● EXERCISE
Everything from the line with "I don't mind" to the end of the entries should be copied exactly, and nothing else.

● RECORDS SHOWN
%%
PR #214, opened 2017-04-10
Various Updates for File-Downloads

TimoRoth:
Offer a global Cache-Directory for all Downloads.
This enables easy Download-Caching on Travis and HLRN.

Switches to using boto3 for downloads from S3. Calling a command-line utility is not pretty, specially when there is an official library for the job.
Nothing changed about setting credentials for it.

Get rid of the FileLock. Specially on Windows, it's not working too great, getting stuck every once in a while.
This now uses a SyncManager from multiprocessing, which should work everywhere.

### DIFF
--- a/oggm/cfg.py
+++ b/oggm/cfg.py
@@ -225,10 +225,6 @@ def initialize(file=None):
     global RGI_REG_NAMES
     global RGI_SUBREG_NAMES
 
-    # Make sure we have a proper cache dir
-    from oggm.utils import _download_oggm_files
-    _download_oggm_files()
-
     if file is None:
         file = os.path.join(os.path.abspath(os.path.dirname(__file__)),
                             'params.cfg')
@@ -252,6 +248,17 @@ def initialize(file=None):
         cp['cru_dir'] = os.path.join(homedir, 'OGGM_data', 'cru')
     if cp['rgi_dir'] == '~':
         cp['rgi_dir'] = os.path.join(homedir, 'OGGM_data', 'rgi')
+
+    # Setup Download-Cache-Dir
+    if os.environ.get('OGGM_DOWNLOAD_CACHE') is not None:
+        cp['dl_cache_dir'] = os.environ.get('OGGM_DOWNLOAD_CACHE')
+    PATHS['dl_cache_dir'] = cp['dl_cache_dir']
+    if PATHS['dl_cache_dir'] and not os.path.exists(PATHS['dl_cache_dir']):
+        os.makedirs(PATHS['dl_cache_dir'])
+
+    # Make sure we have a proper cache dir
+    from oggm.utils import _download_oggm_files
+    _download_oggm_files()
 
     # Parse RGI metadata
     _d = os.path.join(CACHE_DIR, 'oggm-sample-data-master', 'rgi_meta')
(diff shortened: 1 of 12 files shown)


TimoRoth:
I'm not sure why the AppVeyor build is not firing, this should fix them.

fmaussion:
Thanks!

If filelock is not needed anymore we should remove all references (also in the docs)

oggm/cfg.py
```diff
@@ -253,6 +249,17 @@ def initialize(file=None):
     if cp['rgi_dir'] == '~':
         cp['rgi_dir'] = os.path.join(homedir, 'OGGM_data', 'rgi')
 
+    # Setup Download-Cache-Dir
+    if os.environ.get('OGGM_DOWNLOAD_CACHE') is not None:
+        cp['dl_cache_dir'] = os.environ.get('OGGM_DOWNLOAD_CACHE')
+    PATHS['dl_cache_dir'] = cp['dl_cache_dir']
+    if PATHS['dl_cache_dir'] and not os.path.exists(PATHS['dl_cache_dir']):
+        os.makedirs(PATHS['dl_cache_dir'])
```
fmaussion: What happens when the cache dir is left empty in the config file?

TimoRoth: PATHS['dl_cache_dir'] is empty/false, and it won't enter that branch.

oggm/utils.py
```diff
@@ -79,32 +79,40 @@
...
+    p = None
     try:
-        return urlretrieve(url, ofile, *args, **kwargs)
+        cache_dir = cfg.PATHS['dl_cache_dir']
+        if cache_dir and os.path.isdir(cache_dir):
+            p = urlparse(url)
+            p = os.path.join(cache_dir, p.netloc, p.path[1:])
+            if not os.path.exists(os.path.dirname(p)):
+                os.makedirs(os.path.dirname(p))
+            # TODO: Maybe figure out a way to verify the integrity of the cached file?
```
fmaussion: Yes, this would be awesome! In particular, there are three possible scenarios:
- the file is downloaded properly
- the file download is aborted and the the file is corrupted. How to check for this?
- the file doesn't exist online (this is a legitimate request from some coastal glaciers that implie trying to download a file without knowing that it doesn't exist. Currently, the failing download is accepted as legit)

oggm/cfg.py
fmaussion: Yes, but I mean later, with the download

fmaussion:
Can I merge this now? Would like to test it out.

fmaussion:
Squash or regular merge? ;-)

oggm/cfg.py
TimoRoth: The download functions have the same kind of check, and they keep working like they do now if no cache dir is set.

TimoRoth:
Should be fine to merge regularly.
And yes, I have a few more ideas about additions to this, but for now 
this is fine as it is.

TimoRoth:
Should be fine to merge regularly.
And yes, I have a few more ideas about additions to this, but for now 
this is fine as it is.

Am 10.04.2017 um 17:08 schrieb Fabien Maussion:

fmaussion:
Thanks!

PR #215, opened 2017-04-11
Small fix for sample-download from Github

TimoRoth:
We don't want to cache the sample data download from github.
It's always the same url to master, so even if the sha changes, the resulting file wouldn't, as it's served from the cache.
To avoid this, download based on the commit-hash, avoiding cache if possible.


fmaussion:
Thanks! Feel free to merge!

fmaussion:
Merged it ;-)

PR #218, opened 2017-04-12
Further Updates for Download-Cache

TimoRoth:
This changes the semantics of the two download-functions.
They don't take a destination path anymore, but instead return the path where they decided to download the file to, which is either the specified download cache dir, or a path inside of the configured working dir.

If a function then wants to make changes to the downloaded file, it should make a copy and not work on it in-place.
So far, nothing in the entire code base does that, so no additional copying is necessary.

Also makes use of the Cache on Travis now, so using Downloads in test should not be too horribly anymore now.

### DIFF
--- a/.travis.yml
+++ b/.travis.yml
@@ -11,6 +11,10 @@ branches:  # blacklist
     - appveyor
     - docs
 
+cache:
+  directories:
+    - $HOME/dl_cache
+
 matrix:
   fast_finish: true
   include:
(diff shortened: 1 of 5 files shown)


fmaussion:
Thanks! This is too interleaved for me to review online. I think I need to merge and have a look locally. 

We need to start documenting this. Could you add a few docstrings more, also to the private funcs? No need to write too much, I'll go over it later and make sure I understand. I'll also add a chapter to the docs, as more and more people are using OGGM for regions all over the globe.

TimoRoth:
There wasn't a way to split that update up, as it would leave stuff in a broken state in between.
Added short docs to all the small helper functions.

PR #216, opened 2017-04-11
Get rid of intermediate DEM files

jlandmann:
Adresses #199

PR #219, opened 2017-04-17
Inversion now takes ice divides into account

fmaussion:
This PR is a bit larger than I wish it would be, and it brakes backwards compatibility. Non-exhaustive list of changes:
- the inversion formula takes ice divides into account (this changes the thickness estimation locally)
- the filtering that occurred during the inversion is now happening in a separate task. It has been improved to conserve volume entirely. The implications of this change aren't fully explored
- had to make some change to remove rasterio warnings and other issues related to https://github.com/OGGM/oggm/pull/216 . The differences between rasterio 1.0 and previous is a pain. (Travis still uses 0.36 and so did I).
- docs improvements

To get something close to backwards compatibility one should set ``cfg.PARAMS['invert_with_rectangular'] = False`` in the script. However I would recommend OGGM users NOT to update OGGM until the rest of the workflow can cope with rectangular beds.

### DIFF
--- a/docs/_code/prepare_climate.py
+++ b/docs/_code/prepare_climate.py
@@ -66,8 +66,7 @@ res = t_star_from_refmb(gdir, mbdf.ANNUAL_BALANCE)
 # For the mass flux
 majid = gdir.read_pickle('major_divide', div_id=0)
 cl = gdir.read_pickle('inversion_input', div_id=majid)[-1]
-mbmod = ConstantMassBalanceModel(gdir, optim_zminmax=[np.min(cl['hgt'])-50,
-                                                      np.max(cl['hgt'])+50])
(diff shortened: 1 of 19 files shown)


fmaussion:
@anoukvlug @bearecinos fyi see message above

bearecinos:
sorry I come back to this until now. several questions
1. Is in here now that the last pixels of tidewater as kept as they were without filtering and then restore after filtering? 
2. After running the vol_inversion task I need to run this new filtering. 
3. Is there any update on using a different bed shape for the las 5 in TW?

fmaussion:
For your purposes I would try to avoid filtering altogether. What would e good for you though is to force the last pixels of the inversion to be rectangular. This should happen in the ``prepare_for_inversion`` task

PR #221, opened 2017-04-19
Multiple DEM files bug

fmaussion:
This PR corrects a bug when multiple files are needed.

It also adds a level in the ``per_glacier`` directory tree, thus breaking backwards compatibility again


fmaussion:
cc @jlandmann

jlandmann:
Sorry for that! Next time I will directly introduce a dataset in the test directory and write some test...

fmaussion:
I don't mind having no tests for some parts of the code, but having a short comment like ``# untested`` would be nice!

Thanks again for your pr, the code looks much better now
%%
● WRITTEN ANSWER
I don't mind having no tests for some parts of the code, but having a short comment like ``# untested`` would be nice!

Thanks again for your pr, the code looks much better now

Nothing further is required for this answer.